* **HOW TO COMPLETE THIS TASK**
Across all the entries below, count each line that holds "doing" and report the figure only.

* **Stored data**

PR #2244, opened 2023-01-25
CI: semantic version. CMake DRY refactor

scivision:
CI: avoid nuisance warnings about outdated libraries by using semantic versions in *.yml

CMake: DRY (don't repeat yourself) by refactoring to inspect target sources and set CXX property in one place.

CMake: avoid nuisance extra CTest targets and use consistent variable name NINJA_BUILD_TESTING by using enable_testing()

### DIFF
--- a/.github/workflows/linux.yml
+++ b/.github/workflows/linux.yml
@@ -13,7 +13,7 @@ jobs:
       image: rockylinux:8
     steps:
     - uses: actions/checkout@v4
-    - uses: codespell-project/actions-codespell@master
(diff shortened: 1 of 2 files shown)


jhasse:
Hm ... isn't `BUILD_TESTING` supposed to be the clean solution to disable one's tests? Introducing our own variable sounds like a bad idea and not like the clean CMake way (not that there is one).

kbdharun (approved):

jhasse:
-> conflicts now

If still needed, open individual PRs for each issue.

PR #495, opened 2024-12-19
Cold stunning

matdenkas:
This PR adds a DSPEC for the cold stunning team. Lead times are: `[3,6,12,18,24,30,36,42,48,54,60,66,72,78,84,90,96,102,108,114,120]`
Also added is the H5 for lead time: 96 (renamed in the files to our naming conventions)

The name picked for the cold stunning dspecs is longer than 25 characters so I increased the modelName field in the db to 50.
DB version 2.7 is claimed in this PR. An **invasive** deletion is used for the rollback. It will delete all entries in the model_runs and outputs table for any model with a model name greater than 25 before rolling back the table.

To test:
1.  Build and raise containers
2. `docker exec semaphore-core python3 ./tools/migrate_db.py`
3. `docker exec semaphore-core python3 src/semaphoreRunner.py -d ./ColdStunning/Bird-Island_Water-Temperatue_96hr.json`


lovelysandlonelys (approved):
image
Ran successfully! Didn't find anything wrong, but wondering if we should changed the documentation about the models because it looks like the final input vector predicted air temps isn't the lead time + 6 hours? It's just the lead time into the future?

abeasley1722 (approved):
Ran as expected and code looks good to me!

PR #500, opened 2024-12-20
Adding indexes to 1.0 parser

matdenkas:
I never added indexing to the 1.0 parser it was causing the 1.0 dspecs to fail. This bug patches that, easily testable.

1. Build and run
2. `docker exec semaphore-core python3 src/semaphoreRunner.py -d ThermalRefuge.json`


abeasley1722 (approved):
The prediction was created as intended.

lovelysandlonelys (approved):
image
ran as expected 👍🏻

PR #503, opened 2024-12-29
Added cases that handle actual air and water temperature from NOAATANDC

abeasley1722:
This PR adds cases to NOAATANDC that handle actual air and water temperature.

## How to Test:
1. Remove the statement in test_NOAATANDC that skips the test.
2. Run the tests: docker exec semaphore-core python3 -m pytest -s

I added a print statement to show the data. While it may look messy when testing all tests, the ingestion classes are usually skipped anyway. When testing ingestion classes individually, printing the data is helpful to ensure the data is correct.

## Proof of Completion:
The first screenshots are the data from the test and the last 3 screen shots is data from NOAATANDC. This verifies that the correct data is being retrieved from NOAATANDC. Convert from Celsius to Fahrenheit. ATMP is Air Temperature and WTMP is Water Temperature.
Screenshot 2024-12-28 200813
Screenshot 2024-12-28 200827
Screenshot 2024-12-28 200912
Screenshot 2024-12-28 201107
Screenshot 2024-12-28 201321

### DIFF
--- a/src/DataIngestion/DI_Classes/NOAATANDC.py
+++ b/src/DataIngestion/DI_Classes/NOAATANDC.py
@@ -55,6 +55,10 @@ class NOAATANDC(IDataIngestion):
                 return self.__fetch_WnSpd(seriesDescription, timeDescription)
             case 'dWnDir':
                 return self.__fetch_WnDir(seriesDescription, timeDescription)
+            case 'dAirTmp':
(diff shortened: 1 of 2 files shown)


matdenkas (approved):
Looks good to me, we should use log > print in tests though. Not something that should block this PR

PR #505, opened 2025-01-02
Mapped laguna madre to ndfd_exp

abeasley1722:
The Coldstunning chart requires laguna madre datapoints from NDFD_EXP.


matdenkas (approved):
Migration works!

PR #513, opened 2025-01-21
508 semaphore api returns internal server error when attempting to fetch inputs for flare graph

lovelysandlonelys:
### Issue
When attempting to fetch inputs for the measurements displayed on the Laguna Madre the Semaphore API returns an "Internal Server Error". After further investigation we've found that the API is giving: 2025-01-10 13:52:06 semaphore-api   | ValueError: Out of range float values are not JSON compliant when we attempt to return the inputs from series provider to the API as a JSON object. We've found that this is because there are a small number of nans returned in the data and FastAPI's jsonable_encoder
does not allow nans in the jason object that it returns to the user. 

Our solution was to add a check for nans in the API driver and swap the nans into Nones which FastAPI's jsonable_encoder can parse/remove on it's own. Meaning that the response body that the user gets will exclude the timestamps where a nan was found. 

### Test

1. Bring up the containers. 
2. Check that you can get a response body from the request input method. The below screenshot is the use case we were looking at. 
image
If you're test gets back the response "Internal Service Error" we need to keep working, but if you get values then we should be set for Flare to get measurements.

### DIFF
--- a/src/API/apiDriver.py
+++ b/src/API/apiDriver.py
@@ -81,14 +81,9 @@ async def get_input(source: str, series: str, location: str, fromDateTime: str, 
     responseSeries = provider.request_input(requestDescription, timeDescription, saveIngestion=False)
 
     # Change the nans in the responseSeries to Nones because fast api's jsonable_encoder cannot handle nans
-    print(f"Checking for Nans in the resposne series")
     for value in responseSeries.data:
-        print(f"Value: {value.dataValue}")
-        print(f"Value Type: {type(value.dataValue)}")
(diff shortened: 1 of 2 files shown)


matdenkas (approved):
Nicely done. Thank yall for fixing this. This is a patchwork solution though and kinda bad. 
Datavalue is supposed to be a string. But the parser things its a float. This also means there is a blind cast happening in np.nan() which should be fine. But this just all feels a bit messy. We need to move forwards though.

abeasley1722 (approved):
Works as intended!

PR #528, opened 2025-01-28
515 plan scheduler improvement

matdenkas:
Refactoring init_cron.py to schedule models differently. Now we group by interval and offset and order by lead time. We also process this into intermediate files where now cron will trigger a helper script that will process the correct semaphore command and trigger that. This is to overcome the character limit cron files have.

# To test:
Run: `wsl` You have to run this script in linux as it deals with cron
Run: `python3 ./tools/init_cron.py -r ./data/dspec -i ./schedule --max_dspec_per_command 10`
Notice: The new schedule folder with the intermediate files.
Run: `crontab -l` and you should se the correct crontab for the jobs


abeasley1722 (commented):
THis is the resulting cron file initialized. I don't understand how cron will use this with place holder  [insert_helper_script_command]  is still there.
image

abeasley1722:
THis looked like a decent amount of code to write and seems to work how you intended, so well done! Just have one question about the final cron.

abeasley1722 (approved):
Works as intended!

abeasley1722:
> THis is the resulting cron file initialized. I don't understand how cron will use this with place holder [insert_helper_script_command] is still there. image

EDIT: Matthew has informed me that the commands will be added in the next PR.

PR #529, opened 2025-01-30
526 generate helper script to link cron jobs semaphore and intermediate files

matdenkas:
This should finish up the scheduling refactor to create a full pipeline using intermediate files.

# To Test:

1. First: Rebuild Semaphore
2. Run: `wsl` You have to run this script in linux as it deals with cron
3. Run: `python3 ./tools/init_cron.py -r ./data/dspec -i ./schedule --max_dspec_per_command 10`
4. Notice: The new schedule folder with the intermediate files.
5. Run: `crontab -l` and you should se the correct crontab for the jobs
6. Now you can actually run one of those jobs by:
7. Run: `python3 ./tools/group_runner.py -i ./schedule/job_1320_3600_0.json`

* Notice as part of this PR I removed semaphore_runner's assumption that a dspec will be found in ./data/dspec/ Instead a proper absolute or relative path is required by the CLI. The way semaphore runner was doing it kept us from allowing to run dspecs from multiple sources.


abeasley1722 (approved):
Works as intended. Very cool idea and execution of it. The crontab looks so much better!

jeremiahsosa77 (approved):
Functions correctly, and is really cool to see how you did this!

PR #530, opened 2025-01-31
523 prediction requests in ndfd throw xml error when dates are in the past

abeasley1722:
This addition will add a function that validates the time passed to NDFD_EXP.

How to test:
- Build containers
- Use this URL to test that the function returns false if either datetimes are in the past: http://localhost:8888/docs

### DIFF
--- a/src/DataIngestion/DI_Classes/NDFD_EXP.py
+++ b/src/DataIngestion/DI_Classes/NDFD_EXP.py
@@ -60,9 +60,7 @@ class NDFD_EXP(IDataIngestion):
 
         sleep(30)
 
-        validation_result = date_validation(timeDescription)
-        if not validation_result:
-            return
+        date_validation(timeDescription)
 
         # Remove digits 
         processed_series = re.sub('\d', '', seriesDescription.dataSeries)
@@ -445,9 +443,8 @@ def date_validation(timeDescription : TimeDescription) -> bool:
 
     now = datetime.now().replace(minute=0, second=0, microsecond=0)
 
-    if from_datetime < now or to_datetime < now:
-        log("ERROR: Invalid Date Time Provided. API request not granted.")
-        log(f'From Time:{from_datetime} To Time:{to_datetime}')
-        return False
-    
-    return True
+    try:
+        if from_datetime < now or to_datetime < now:
+            raise ValueError(f'Invalid Date Time Provided. Ingestion request cannot execute')
+    except Exception as err:
+        log(f'Unexpected error occured: {err} (could be an API or ingestion model)')
--- a/src/DataIngestion/DI_Classes/NDFD_EXP.py
+++ b/src/DataIngestion/DI_Classes/NDFD_EXP.py
@@ -34,6 +34,7 @@ from DataIngestion.IDataIngestion import IDataIngestion
 from DataClasses import Series, SeriesDescription, Input, TimeDescription
 from SeriesStorage.ISeriesStorage import series_storage_factory
 from utility import log
+from exceptions import Semaphore_Ingestion_Exception
 import re
 import traceback
 import os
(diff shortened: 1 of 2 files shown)


src/DataIngestion/DI_Classes/NDFD_EXP.py
```diff
@@ -430,4 +436,18 @@ def iso8601_to_unixms(timestamp: str) -> int:
...
+    
+def date_validation(timeDescription : TimeDescription) -> bool:
+    """Checks if date time passed is valid"""
+    to_datetime = timeDescription.toDateTime
+    from_datetime = timeDescription.fromDateTime
+
+    now = datetime.now().replace(minute=0, second=0, microsecond=0)
+
+    if from_datetime < now or to_datetime < now:
+        log("ERROR: Invalid Date Time Provided. API request not granted.")
```
matdenkas, line 449: This class isn't necessarily and API call, it could also be ingestion from a model.

matdenkas (changes requested):
The ticket states that this should throw an Error. Maybe not a Semaphore Error but  Data Ingestion Error. Was there a reason that you decided to just log?

I think the log statements should be changed to reflect that Ingestion classes are abstracted from either being part of the API or Ingestion process.

src/DataIngestion/DI_Classes/NDFD_EXP.py
```diff
@@ -430,4 +434,17 @@ def iso8601_to_unixms(timestamp: str) -> int:
...
+        raise ValueError(f"Error converting timestamp to milliseconds: {e}")
+    
+def date_validation(timeDescription : TimeDescription) -> bool:
+    """Checks if date time passed is valid"""
+    to_datetime = timeDescription.toDateTime
+    from_datetime = timeDescription.fromDateTime
+
+    now = datetime.now().replace(minute=0, second=0, microsecond=0)
+
+    try:
```
matdenkas, line 446: This try loop is throwing and catching its own error! So this does nothing.

Also you should be using an internal exception. Look in `./src/exceptions.py`

matdenkas (changes requested):
This works, it logs that there was an invalid date time provided. A few things though:

- The logging is vague, we can say that a time before now time was provided.
- There is no error thrown, its caught in its own loop. I believe a cleaner solution is to throw an error such that the archaic error generated by the parser never occurs. 
- If you were to throw an error it should be one of semaphore's exception classes, see the comment on the try loop.

Reading the ticket back, it says only logging is required, im not sure thats the best solution. But youre technically doing that and we need to get this ticket down so ima say this isn't blocking though id highly prefer things to be implemented with exceptions. Feel free to talk to others on the team or even bring it up in the meeting! This is your call.

lovelysandlonelys (changes requested):
When testing the logs give this error: 
image

I think that this is referring to the fact that in the implementation of Semaphore_Ingestion_Exception in NDFD_EXP sys.exc_info() returns (None, None, None) because no exception is currently being handled. This means exc_tb is None, causing an AttributeError when accessing exc_tb.tb_frame.

If there's an exception during the execution of a block of code in a try/except block, a traceback object is generated, which gives you information about where the error occurred. If you manually raise an exception and don't have an active traceback context, sys.exc_info() will return None for the traceback, leading to this error. In this case, exc_tb will be None because the exception was manually raised and wasn't the result of a preceding exception being caught. 

In order to use the semaphore ingestion exception outside of a try/except block we could Modify the __init__ method of our exception class to handle cases where the traceback (exc_tb) is None. This can be done by checking if exc_tb is None before trying to access its attributes.

image

The above fix would give you this error with some proceeding information that I think is mostly the result of terminating in the middle of an API request: 
image

We could also avoid this by changing the use of the exception to be within a try/except block but I'm not sure if we want to do this since it seems like we went out of our way to avoid that?

lovelysandlonelys (approved):
image

error message is what we wanted and semaphore stops!!

PR #531, opened 2025-02-01
Refactoring logging to be independent of cron nor dependent on a sing…

matdenkas:
# Ticket Explanation
I refactored logging to be non cron dependent and splits logs when multiple models are run.

- I created a singleton class to bridge semaphore_runner needing to be able to set the logging location and me not wanting to refactor every point where we called the log method. The log method will always reference the singleton.
- I set the log base path as an enviroment variable. It will always need to be in a mounted directory as Semaphore is running inside a container and we need the logs outside. I set it in the ./data (./app/data) directory as its already a mounted volume. The env will need to be set on deployment.

# To Test
1. Build containers
2. Run multiple models ` docker exec semaphore-core python3 src/semaphoreRunner.py -d MLP-OP.json ./Inundation/March/ar_inundation_mar_12h.json`
3. Look in your `./data` directory **(Not in the container)** and you should see two different log files formatted correctly in the correct folders.

### DIFF
--- a/src/utility.py
+++ b/src/utility.py
@@ -14,7 +14,48 @@
 from datetime import datetime
 from os.path import isabs
 from os import getcwd
+from os import makedirs
+from os.path import dirname, exists
 
+
+
+class LogLocationDirector(object):
+	"""A singleton class that manages the location of the log file.
+	The logger will always reference this signleton to determine where to write
+	the log file. If the path does not exist it will create it. 
+	"""
+
+	_log_target_path = None
+
+	def __new__(cls):
+		"""A singleton constructor that ensures only one instance of the class"""
+		if not hasattr(cls, 'instance'):
+			cls.instance = super(LogLocationDirector, cls).__new__(cls)
+		return cls.instance
+	
+	@property
+	def log_target_path(self) -> str:
+		return self._log_target_path
+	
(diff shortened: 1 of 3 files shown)


src/utility.py
```diff
@@ -14,25 +14,75 @@
...
 from os.path import isabs
 from os import getcwd
+from os import makedirs
+from os.path import dirname, exists
 
 
 
+class LogLocationDirector(object):
+	"""A singleton class that manages the location of the log file.
+	The logger will always reference this signleton to determine where to write
```
abeasley1722, line 24: singleton*

src/utility.py
```diff
@@ -14,25 +14,75 @@
...
+
+	# Write to log file.
+	log_file = LogLocationDirector().log_target_path
+	if log_file is not None:
+		with open(log_file, 'a') as log_file:
+			log_file.write(f'{msg}\n')
+
 
 def construct_true_path(path: str) -> str:
 	"""A method to determin if a given path is a relative or abolute path. If
```
abeasley1722, line 88: determine*

abeasley1722 (approved):
Works as intended. Great work as always! Just a few spelling mistakes.

PR #533, opened 2025-02-04
Updating deployment script to make it able to rollback

matdenkas:
See ticket for issues.

Updated deployment script to fetch and prune tags from origin, and then specifically checkout the tag that needs to be active.


abeasley1722 (approved):
Essential addition for rollback!

PR #534, opened 2025-02-04
Removing type hints that don't work with the python version on the se…

matdenkas:
The issue with my code was not environment variables, I got myself confused last night. Its because there is an earlier version of python on the server. Type hinting is different between 3.6(server) and 3.11(local).

I solved this by just removing type hinting from the script. I tested it on dev to ensure it would work. Please look it over and then we can re-deploy.


abeasley1722 (approved):
LGTM Great job solving this fast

* **SOLVED EXERCISE**
2